O tempo também desfez a exatidão de onde a menina teria partido. Também porque não há registros nem pesquisas feitas sobre o episódio. Àquela época, havia uma localidade chamada Riacho da Roça, pelo lado potiguar. Se veio de lá, a menina provavelmente teria caminhado de 25 a 30 quilômetros, segundo seu Dedé. Mas isso nem é uma certeza. Parentes teriam buscado o corpo da garota, porém a memória e testemunhas do caso também sumiram. Os mais velhos partiram e levaram consigo a narrativa exata.

Hoje, na estradinha carroçável que leva ao antigo sítio Xexa - atualmente assentamento Uberaba - há um cruzeiro. É o marco que guarda a lembrança e o ponto onde a menina desabou. Ao lado, várias garrafas pet com água, flores de plástico, velas, terços pendurados na cruz e na cerca de arame farpado que delimita o terreno. Também alguns brinquedos. A quentura do dia que O POVO esteve no local sugere o que a garota pode ter passado nos dias de desaparecimento. Antes, o marco era uma cruz que ficava debaixo do mesmo pé de angico. A árvore foi derrubada durante a obra da estrada. Altina Franco, nascida em Iracema e moradora de Fortaleza, é devota da Menina Perdida. Foi ela quem bancou a construção do cruzeiro.

Era o ano de 1985, Altina ainda fumava. Já tinha tentado largar o vício outras vezes, mas fraquejava diante de um cigarro. "Quando eu morava lá, passava sempre. Parava o carro, acendia uma velinha. Fui me apegando. Me vali dela. Pedi força, junto a Deus e a ela, e deu certo", descreve. Nos quatro primeiros meses em que o cruzeiro foi erguido, havia uma portinha de vidro em que os fiéis depositavam cédulas de menor valor e moedas. Esmolas de gratidão aos feitos milagreiros da Menina. "Até um dia em que um bêbado passou, quebrou o vidro e pegou o dinheiro", lamenta Altina.

"As pessoas sempre vêm para rezar o terço. Nunca fui para pedir. Passo, me benzo, rezo um Padre Nosso pra ela, na intenção da minha família. No que ela puder fazer de bem para defender os males pela minha família, agradeço", afirma seu Dedé. O lugar recebe grande visitação no dia 12 de outubro, com caminhadas feitas a partir da sede municipal de Iracema. Até o cruzeiro, é uma passada de aproximadamente três quilômetros. Também há boa presença no Dia de Finados.

O município, segundo o secretário de Esportes e Cultura, Ari Diógenes, tem três padroeiras locais: Nossa Senhora da Conceição na sede, Nossa Senhora do Carmo, na comunidade quilombola da Vila dos Bastiões, e Santa Margarida de Alacoc, no distrito de Ema. A história da criança não é formalizada pela Igreja Católica, mas ganha sempre o respeito de quem acredita.

Curiosidades

AÇUDE. Numa propriedade vizinha ao cruzeiro da Menina Perdida, um produtor construiu um açude que, neste ano, ganhou bom volume com as chuvas.
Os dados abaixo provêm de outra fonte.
PR #111, opened 2024-01-18
Use new eslint flat config

JstnMcBrd:
I tried to make the new setup as close as possible to the old one to avoid unnecessary changes.

### Added
- ESLint configuration that uses the [new flat config](https://eslint.org/docs/latest/use/configure/configuration-files-new)
- Prisma client generation to Validate workflow

### Changed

O reservatório transbordou e a água escorreu para o entorno do monumento, deixando o lugar sempre empoçado. Apesar da coincidência, o fato tem chamado a curiosidade, já que a menina teria morrido de sede e fome.
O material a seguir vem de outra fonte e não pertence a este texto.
PR #115, opened 2024-02-06
Migrate to ESM

JstnMcBrd:
I have some experience migrating projects from CommonJS to ESM, so I decided to do it for this project.

I know Average was doing that in #87 , but that PR also involves adding `rollup` to our build, so I figure it'd be cleaner to separate those changes and make them incrementally.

ATRAÇÃO."Toda história de devoção é importante para qualquer município. Essa da Menina Perdida não é diferente. Muitos devotos dela vêm fazer suas orações, fazer preces e homenagens de alguma graça ou até mesmo pela comoção com a morte. Isso é importante para o município, nossa cidade é muito religiosa", pontua o secretário de Esportes e Cultura, Ari Diógenes.